**Records provided:**
==============================

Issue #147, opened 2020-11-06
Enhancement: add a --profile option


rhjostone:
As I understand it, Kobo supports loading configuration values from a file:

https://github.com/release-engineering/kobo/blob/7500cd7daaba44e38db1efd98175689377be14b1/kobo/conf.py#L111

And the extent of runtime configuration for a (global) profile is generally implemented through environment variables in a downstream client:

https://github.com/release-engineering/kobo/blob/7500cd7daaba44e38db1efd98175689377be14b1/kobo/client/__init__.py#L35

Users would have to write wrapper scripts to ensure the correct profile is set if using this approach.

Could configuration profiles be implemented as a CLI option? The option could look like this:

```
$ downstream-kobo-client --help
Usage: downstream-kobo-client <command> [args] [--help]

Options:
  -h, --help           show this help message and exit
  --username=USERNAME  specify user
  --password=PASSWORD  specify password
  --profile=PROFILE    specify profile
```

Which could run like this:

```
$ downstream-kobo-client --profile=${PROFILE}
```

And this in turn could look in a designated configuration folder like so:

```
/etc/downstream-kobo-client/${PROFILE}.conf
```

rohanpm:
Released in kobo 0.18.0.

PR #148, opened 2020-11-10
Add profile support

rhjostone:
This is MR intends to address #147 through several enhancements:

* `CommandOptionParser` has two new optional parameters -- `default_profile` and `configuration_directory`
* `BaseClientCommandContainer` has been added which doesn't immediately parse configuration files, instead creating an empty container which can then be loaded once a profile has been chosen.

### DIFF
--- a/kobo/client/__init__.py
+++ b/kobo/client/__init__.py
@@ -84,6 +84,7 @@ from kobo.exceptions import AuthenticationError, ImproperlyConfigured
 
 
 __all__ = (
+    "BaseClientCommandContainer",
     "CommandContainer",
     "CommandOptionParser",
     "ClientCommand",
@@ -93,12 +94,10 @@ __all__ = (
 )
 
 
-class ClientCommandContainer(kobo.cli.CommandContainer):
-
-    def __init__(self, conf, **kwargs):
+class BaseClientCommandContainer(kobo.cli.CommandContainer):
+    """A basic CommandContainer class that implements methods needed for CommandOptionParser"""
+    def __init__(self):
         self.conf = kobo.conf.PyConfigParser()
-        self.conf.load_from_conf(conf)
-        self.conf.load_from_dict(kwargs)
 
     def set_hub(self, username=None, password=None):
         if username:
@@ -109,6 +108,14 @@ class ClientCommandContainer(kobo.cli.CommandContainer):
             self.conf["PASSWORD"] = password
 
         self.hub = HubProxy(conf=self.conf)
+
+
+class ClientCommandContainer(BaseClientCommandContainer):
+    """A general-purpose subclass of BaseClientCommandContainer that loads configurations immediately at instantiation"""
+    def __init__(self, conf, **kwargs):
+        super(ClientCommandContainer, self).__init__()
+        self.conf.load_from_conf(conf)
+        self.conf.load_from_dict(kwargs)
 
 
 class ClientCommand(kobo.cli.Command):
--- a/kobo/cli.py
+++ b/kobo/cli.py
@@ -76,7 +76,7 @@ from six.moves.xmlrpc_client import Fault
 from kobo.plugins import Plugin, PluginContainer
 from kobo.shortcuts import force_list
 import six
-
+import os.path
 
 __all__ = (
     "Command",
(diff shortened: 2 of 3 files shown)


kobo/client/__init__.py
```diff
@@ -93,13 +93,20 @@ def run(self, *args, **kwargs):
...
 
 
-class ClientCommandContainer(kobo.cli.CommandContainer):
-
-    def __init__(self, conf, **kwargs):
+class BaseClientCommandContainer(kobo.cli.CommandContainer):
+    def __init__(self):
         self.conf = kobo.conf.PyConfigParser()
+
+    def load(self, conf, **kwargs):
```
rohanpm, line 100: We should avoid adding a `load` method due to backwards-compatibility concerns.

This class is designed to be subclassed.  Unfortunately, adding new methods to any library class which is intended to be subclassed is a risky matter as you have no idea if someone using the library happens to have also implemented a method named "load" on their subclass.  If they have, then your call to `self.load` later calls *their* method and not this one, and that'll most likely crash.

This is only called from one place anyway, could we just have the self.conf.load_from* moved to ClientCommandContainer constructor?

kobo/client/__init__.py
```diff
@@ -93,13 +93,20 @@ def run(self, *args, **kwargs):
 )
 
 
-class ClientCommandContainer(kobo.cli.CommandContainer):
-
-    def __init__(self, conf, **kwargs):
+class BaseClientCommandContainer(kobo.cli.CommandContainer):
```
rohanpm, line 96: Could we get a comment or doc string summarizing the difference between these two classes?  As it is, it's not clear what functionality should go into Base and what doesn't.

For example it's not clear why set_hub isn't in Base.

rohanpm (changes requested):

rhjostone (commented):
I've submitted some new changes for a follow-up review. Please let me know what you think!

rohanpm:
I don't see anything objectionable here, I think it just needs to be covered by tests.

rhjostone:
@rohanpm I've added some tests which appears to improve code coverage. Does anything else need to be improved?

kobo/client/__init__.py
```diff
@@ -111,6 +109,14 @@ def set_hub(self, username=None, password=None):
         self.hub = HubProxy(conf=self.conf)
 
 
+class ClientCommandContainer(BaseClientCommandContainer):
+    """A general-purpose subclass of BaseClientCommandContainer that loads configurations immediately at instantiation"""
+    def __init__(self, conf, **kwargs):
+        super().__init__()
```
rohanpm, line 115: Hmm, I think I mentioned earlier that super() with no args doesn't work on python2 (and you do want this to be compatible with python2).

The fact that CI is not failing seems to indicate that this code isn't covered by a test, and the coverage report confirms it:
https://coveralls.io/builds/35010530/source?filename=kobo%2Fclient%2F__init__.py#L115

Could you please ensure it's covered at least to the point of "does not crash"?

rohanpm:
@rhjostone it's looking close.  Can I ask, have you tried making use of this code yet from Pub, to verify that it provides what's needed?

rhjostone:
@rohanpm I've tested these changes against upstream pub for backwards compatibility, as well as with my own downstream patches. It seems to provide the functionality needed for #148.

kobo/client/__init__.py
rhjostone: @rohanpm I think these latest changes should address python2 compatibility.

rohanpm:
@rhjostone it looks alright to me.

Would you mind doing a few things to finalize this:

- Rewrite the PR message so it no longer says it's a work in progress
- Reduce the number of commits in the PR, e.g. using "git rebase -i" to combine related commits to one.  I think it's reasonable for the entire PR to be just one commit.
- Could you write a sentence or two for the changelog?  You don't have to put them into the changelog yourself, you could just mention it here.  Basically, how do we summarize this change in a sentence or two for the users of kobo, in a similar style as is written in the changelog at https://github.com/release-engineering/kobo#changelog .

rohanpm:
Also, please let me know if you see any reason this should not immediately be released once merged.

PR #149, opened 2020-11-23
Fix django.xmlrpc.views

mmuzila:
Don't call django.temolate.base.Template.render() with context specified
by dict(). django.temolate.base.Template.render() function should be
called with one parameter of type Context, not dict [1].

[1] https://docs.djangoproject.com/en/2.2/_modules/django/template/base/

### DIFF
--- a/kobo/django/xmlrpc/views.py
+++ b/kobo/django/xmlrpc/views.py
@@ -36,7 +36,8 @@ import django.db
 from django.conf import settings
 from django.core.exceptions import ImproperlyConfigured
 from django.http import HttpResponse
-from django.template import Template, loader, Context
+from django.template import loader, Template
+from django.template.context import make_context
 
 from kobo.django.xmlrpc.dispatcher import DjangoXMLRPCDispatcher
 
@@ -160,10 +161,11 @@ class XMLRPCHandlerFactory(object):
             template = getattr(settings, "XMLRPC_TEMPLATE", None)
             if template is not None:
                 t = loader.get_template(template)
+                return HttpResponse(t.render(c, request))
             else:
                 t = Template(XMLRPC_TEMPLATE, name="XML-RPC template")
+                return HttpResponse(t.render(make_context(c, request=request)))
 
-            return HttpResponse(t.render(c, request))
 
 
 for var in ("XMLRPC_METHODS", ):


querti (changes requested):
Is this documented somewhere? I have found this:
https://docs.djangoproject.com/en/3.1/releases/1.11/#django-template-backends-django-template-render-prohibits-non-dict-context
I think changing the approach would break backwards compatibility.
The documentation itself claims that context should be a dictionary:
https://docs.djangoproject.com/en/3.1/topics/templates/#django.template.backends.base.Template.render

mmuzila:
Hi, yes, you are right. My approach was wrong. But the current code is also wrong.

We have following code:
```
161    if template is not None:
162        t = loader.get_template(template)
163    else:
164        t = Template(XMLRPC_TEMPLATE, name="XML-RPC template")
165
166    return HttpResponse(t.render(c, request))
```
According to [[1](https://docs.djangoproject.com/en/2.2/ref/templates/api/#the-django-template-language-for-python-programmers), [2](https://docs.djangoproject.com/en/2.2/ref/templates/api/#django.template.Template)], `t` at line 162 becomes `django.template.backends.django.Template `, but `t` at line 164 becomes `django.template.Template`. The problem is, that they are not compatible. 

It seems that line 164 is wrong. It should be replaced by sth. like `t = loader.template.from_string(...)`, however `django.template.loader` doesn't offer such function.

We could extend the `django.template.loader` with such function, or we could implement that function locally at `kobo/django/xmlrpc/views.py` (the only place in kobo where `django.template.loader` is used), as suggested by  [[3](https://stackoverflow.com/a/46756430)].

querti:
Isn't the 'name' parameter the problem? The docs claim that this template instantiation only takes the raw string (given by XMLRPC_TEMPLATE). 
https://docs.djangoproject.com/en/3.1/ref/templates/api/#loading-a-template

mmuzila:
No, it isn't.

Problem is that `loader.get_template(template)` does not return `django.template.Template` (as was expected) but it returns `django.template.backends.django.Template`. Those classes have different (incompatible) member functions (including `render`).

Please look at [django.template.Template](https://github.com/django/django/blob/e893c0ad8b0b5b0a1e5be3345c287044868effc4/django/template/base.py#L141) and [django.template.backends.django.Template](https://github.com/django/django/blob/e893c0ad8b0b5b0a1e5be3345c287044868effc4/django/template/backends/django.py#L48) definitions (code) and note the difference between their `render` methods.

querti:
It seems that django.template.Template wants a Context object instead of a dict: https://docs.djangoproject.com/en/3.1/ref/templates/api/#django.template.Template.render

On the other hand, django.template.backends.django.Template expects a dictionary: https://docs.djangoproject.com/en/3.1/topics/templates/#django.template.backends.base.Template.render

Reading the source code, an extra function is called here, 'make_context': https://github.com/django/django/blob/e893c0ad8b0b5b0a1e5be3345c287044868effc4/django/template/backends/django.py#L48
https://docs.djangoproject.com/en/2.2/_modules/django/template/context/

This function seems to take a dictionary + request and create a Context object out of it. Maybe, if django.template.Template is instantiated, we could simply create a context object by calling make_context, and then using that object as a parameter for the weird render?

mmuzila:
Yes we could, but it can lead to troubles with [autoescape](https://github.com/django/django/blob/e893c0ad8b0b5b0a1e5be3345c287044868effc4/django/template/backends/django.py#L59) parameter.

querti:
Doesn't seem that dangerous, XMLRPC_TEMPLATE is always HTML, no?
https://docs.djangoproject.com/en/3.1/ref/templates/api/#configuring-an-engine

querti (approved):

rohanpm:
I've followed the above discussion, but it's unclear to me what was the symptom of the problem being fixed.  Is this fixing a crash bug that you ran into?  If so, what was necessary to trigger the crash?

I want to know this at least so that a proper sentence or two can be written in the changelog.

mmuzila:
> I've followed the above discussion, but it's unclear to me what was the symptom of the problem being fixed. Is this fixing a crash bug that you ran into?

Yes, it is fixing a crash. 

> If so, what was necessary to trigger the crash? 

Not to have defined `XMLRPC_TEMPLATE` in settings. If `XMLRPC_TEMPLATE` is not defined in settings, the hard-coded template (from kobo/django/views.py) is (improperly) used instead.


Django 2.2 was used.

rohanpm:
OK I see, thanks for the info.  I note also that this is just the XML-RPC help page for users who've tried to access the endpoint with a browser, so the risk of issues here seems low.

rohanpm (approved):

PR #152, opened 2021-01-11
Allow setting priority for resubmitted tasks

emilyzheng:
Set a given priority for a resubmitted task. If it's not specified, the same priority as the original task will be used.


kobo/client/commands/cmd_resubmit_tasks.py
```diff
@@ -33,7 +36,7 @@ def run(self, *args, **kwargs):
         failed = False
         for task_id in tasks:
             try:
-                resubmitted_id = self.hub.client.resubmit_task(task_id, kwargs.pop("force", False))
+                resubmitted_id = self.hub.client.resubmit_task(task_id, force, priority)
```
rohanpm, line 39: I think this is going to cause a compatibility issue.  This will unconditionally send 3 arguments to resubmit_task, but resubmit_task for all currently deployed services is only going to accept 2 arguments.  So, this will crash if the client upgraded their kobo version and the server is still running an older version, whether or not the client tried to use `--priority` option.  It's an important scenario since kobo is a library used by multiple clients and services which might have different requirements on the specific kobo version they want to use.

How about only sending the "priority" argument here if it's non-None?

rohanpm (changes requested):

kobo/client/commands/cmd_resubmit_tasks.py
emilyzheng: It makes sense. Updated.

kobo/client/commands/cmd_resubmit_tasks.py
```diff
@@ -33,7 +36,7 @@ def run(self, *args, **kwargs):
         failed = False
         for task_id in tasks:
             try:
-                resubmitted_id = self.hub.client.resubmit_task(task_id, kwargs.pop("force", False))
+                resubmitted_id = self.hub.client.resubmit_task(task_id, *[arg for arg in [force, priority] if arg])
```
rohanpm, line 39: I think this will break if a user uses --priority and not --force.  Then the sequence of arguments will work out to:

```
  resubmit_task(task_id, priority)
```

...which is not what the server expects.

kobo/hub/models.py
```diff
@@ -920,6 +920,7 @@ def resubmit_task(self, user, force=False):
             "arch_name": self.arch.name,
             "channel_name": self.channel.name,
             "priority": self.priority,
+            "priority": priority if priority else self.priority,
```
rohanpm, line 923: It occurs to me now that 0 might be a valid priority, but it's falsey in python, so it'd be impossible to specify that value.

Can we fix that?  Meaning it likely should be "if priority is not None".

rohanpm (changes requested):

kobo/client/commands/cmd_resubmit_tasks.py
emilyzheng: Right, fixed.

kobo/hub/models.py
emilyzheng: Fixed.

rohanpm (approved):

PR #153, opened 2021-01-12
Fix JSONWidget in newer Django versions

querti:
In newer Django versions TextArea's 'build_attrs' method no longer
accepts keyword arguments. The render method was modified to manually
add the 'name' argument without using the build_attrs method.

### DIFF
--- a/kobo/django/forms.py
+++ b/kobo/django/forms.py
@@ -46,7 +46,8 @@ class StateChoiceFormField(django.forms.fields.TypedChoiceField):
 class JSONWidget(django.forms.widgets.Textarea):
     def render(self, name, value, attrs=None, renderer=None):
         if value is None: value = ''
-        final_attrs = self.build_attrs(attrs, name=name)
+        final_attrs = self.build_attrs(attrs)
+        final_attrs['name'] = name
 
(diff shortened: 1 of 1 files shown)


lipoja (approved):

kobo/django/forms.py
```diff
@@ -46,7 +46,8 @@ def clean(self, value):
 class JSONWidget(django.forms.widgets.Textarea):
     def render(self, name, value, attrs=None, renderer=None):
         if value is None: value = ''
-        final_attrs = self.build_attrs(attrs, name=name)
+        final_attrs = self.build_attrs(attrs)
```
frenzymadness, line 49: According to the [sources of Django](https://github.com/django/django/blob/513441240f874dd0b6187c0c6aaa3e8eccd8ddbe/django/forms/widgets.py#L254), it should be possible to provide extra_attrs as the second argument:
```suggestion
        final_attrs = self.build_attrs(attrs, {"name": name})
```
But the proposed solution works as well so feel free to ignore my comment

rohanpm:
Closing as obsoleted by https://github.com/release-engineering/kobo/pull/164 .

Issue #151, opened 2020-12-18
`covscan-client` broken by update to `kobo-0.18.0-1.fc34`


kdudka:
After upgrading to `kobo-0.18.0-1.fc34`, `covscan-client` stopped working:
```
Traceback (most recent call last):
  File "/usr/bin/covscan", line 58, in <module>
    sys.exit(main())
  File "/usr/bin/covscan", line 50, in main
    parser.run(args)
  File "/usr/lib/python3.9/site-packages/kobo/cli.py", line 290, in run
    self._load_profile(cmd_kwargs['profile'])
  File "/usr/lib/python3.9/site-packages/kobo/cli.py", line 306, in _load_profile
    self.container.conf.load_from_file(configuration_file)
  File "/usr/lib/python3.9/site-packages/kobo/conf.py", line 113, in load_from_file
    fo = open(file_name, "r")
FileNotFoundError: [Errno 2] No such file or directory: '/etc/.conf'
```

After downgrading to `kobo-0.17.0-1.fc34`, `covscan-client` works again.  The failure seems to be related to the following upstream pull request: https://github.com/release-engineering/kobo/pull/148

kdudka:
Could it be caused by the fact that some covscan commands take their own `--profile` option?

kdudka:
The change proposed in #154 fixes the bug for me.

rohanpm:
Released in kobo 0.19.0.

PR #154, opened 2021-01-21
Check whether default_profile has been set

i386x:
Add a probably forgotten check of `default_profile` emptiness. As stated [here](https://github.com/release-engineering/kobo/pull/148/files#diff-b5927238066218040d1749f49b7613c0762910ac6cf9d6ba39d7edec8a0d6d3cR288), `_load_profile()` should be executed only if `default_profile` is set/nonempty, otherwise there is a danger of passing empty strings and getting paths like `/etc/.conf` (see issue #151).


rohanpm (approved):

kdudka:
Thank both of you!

==============================

**Work task:**
Nothing but the exact lines from the start of the material through the line holding "And the extent", both included, belongs in the answer.

**Response area:**
Issue #147, opened 2020-11-06
Enhancement: add a --profile option


rhjostone:
As I understand it, Kobo supports loading configuration values from a file:

https://github.com/release-engineering/kobo/blob/7500cd7daaba44e38db1efd98175689377be14b1/kobo/conf.py#L111

And the extent of runtime configuration for a (global) profile is generally implemented through environment variables in a downstream client:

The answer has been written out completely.